Reassessing the evolution of the 1-deoxy-D-xylulose 5-phosphate synthase family suggests a possible novel function for the DXS class 3 proteins

The methylerythritol 4-phosphate (MEP) pathway is of paramount importance for generating plastidial isoprenoids. The first enzyme of the MEP pathway, 1-deoxy-D-xylulose-5-phosphate synthase (DXS), catalyzes a flux-controlling step. In plants the DXS gene family is composed of three distinct classes with non-redundant functions. Although the DXS1 and DXS2 subfamilies have been well characterized, the DXS3 subfamily has been considerably understudied. Here, we carried out in silico and functional analyses to better understand the DXS3 class. Our phylogenetic analysis showed high variation in copy number among the different DXS classes, with the apparent absence of DXS1 class in some species. We found that DXS3 subfamily emerged later than DXS1 and DXS2 and it is under less intense purifying selection. Furthermore, in the DXS3 subfamily critical amino acids positions in the thiamine pyrophosphate binding pocket are not conserved. We demonstrated that the DXS3 proteins from Arabidopsis, Maize, and Rice lack functional DXS activity. Moreover, the Arabidopsis DXS3 protein displayed distinctive sub-organellar chloroplast localization not observed in any DXS1 or DXS2 proteins.

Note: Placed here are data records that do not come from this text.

PR #63, opened 2021-12-08
BAU: Test local SSM Client

Wynndow:
### What changed

This adds a test to ensure that the SSM client is sending requests to
localhost when the "IS_LOCAL" env variable is set to true.

### Why did it change

This was mostly done to implement the mocking of environment variables.
This is achieved with the systems stubs library.

We depend on env variables more and more and they make testing
difficult. Having an easy way to mock them should be valuable.

### DIFF
--- a/src/main/java/uk/gov/di/ipv/service/ConfigurationService.java
+++ b/src/main/java/uk/gov/di/ipv/service/ConfigurationService.java
@@ -12,8 +12,10 @@ import java.util.Optional;
 
 public class ConfigurationService {
 
+    public static final int LOCALHOST_PORT = 4567;
+    private static final String LOCALHOST_URI = "http://localhost:" + LOCALHOST_PORT;
     private static final long DEFAULT_BEARER_TOKEN_TTL_IN_SECS = 3600L;
-    private static final String LOCALHOST_URI = "http://localhost:4567";
+    private static final String IS_LOCAL = "IS_LOCAL";
 
     private final SSMProvider ssmProvider;
 
@@ -22,7 +24,7 @@ public class ConfigurationService {
     }
 
     public ConfigurationService() {
-        if (Boolean.parseBoolean(System.getenv("IS_LOCAL"))) {
+        if (isRunningLocally()) {
             this.ssmProvider =
                     ParamManager.getSsmProvider(
                             SsmClient.builder()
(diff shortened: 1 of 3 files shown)


src/test/java/uk/gov/di/ipv/service/ConfigurationServiceTest.java
```diff
@@ -72,4 +92,37 @@ void shouldReturnSameCredentialIssuersWhenBase64EncodingHasNotChanged() {
...
+        Exception e =
+                assertThrows(
+                        Exception.class,
+                        () -> new ConfigurationService().getSsmProvider().get("any-old-thing"));
+
+        System.out.println(e.getClass());
+        System.out.println(e.getMessage());
+        System.out.println(e.getStackTrace());
+        System.out.println(getAllServeEvents());
+        System.out.println(getAllServeEvents().size());
```
dannyhayes-gds: Do we need to keep this println() calls?

src/main/java/uk/gov/di/ipv/service/ConfigurationService.java
```diff
@@ -22,7 +24,9 @@ public ConfigurationService(SSMProvider ssmProvider) {
     }
 
     public ConfigurationService() {
-        if (Boolean.parseBoolean(System.getenv("IS_LOCAL"))) {
+        if (Boolean.parseBoolean(System.getenv(IS_LOCAL))) {
+            System.out.println("&&&&&&&&&&&&&&&&&&&&&&&&&&&&&&&&&");
```
dannyhayes-gds: Same here?

src/test/java/uk/gov/di/ipv/service/ConfigurationServiceTest.java
Wynndow: Not at all. This is just me working out why the test wasn't passing when running with GitHub actions. Will be removing them.

Wynndow: OK, should be good to go now

src/main/java/uk/gov/di/ipv/service/ConfigurationService.java
```diff
@@ -22,7 +24,7 @@ public ConfigurationService(SSMProvider ssmProvider) {
     }
 
     public ConfigurationService() {
-        if (Boolean.parseBoolean(System.getenv("IS_LOCAL"))) {
+        if (Boolean.parseBoolean(System.getenv(IS_LOCAL))) {
```
Danomanic: Would it be worth just calling the method on this class?
```suggestion
        if (isRunningLocally) {
```

Danomanic (dismissed):
Looks good to me.

src/main/java/uk/gov/di/ipv/service/ConfigurationService.java
Wynndow: ~~I did think that, but the method is an instance method, not static. I tried making it static but there were "problems".~~ 
Oh! I just tried it and it totally works. That's confused me but it's better so it's going in.

Danomanic (approved):
Looks good!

Coexpression analysis of the DXS3 from Arabidopsis showed that, unlike DXS1 and DXS2 proteins, it coexpresses with genes related to post-embryonic development and reproduction and not with primary metabolism and isoprenoid synthesis.

Automated summary

The DXS3 subfamily plays a crucial role in the MEP pathway in generating plastidial isoprenoids and shows unique evolution and functionality compared to DXS1 and DXS2 subfamilies. DXS3 proteins lack functional activity in Arabidopsis, Maize, and Rice, and display distinct sub-organellar chloroplast localization. DXS3 coexpresses with genes related to post-embryonic development and reproduction, indicating a different role compared to DXS1 and DXS2 proteins in primary metabolism and isoprenoid synthesis.